看到我的表情,她得意地笑,说:“我来捉奸,看是不是你和某个小贱人会有最后一夜的狂欢。”
我苦笑:“怎么会呢?
她像小猎狗一样在我身上嗅了下,突然就发现了我手上的东西,疑惑地问:“这是什么?”然后不由分说,从我手里夺过来。
“摄像头,还是无线的。”她说。无可否认,这样一个玩意儿在一个学电子的女生面前根本无处藏身。
我笑着说:“马一成的,说是让我研发,给点研究费用。”一边说,一边倒退,走到桌边,把画的那些乱七八糟的图纸收起来。
好在她没的深究,反而从后面抱住我,深情款款地问:“亲爱的,你想我没有?”我一转身,抱起她软软的身体,我岂止是想了,现在吃了你的心都有。我急不可耐地把她扔向大床,像古装片里强占民女的恶霸那样喘着粗气。
男人对于女人身体的熟悉,是一种恶性循环,越是熟悉,就越不刺激,越不刺激,就越不能有欲望,越没有欲望,小弟弟就不好好工作。
我进入她的身体,一如既往地摸索熟悉的地方,然后一成不变地吻她的耳朵,突然,她将舌头伸进了我的耳朵里。
我感觉上身一片酥麻,然后绵延到下身,之后,我就像刘小中一样,软软地爬在她身上不动弹了。
怎么会这样?
老婆极不耐烦地掀开我的身体,满脸的不高兴。我解释:“同志,你知道水坝蓄水的原理吗?水越多,坝防的能力越差,所以关键时刻一定要放水,一定要。”
我的解释当然有着双关的方向,一是证明我这段时间确实没有放水,二是解释我刚刚的行为。有一个隐含在里面的感觉,我没有说,也不敢说,我兴尽而发的那几秒钟之前,脑子里满脑子都是赵蔚丰满洁白的腿和屁股。
这些想像,让我的括约肌一下失去了理智。
无可否认,在我这里,感情与性爱是划江而治的,赵蔚在南边,而苏嫣不知怎么,渐渐划到了江北的感情区域里面。

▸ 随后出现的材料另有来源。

PR #518, opened 2026-06-24
fix(dbus-listener): use plain cache key for singleton services

dirkjanfaber:
Services without a device instance (settings, platform, system, dynamicess) were keyed as 'service/0' in the cache, causing duplicate dropdown entries and stale lookups. Switch to the plain service name as the cache key.

Migrates previously stored '/0'-suffixed entries in flows deployed with the old key format.

### DIFF
--- a/src/services/dbus-listener.js
+++ b/src/services/dbus-listener.js
@@ -274,15 +274,15 @@ class VictronDbusListener {
           service.fluidType = data.FluidType
         }
 
-        const isWithoutDeviceInstance = serviceNamesWithoutDeviceInstance.includes(service.name)
+        const needsDeviceInstance = !serviceNamesWithoutDeviceInstance.includes(service.name)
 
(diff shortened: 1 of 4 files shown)


src/services/dbus-listener.js
```diff
@@ -269,11 +274,15 @@ class VictronDbusListener {
           service.fluidType = data.FluidType
         }
 
-        if (!service.deviceInstance && data['/DeviceInstance'] != null) {
+        const isWithoutDeviceInstance = serviceNamesWithoutDeviceInstance.includes(service.name)
```
Chris927: [not blocking] If we turn the boolean around, the code below would avoid double negation:

```js
const needsDeviceInstance = !serviceNamesWithoutDeviceInstance.includes(service.name)
```

Chris927 (approved):
Other than a suggested variable name change this looks good, and my manual tests were green.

后来,老婆睡着了,我突然想像,身边这个女人应该放在哪个区?
再后来,我给了她一个我很满意的定位,她就是江,占南北两区。我听着她细微的鼾声,像只吃饱了的猫,忍不住心生怜惜,这段时间,她频频出差,为了这个家,着实不易,而我却吃饱了撑着玩这些偷拍,我是不是太无聊了些?
可是,苏嫣在我心里突然出现了,让我心里一疼,不行,我要知道真相。
我爱她吗?不是,但是是一种让心里有疼痛感的喜欢。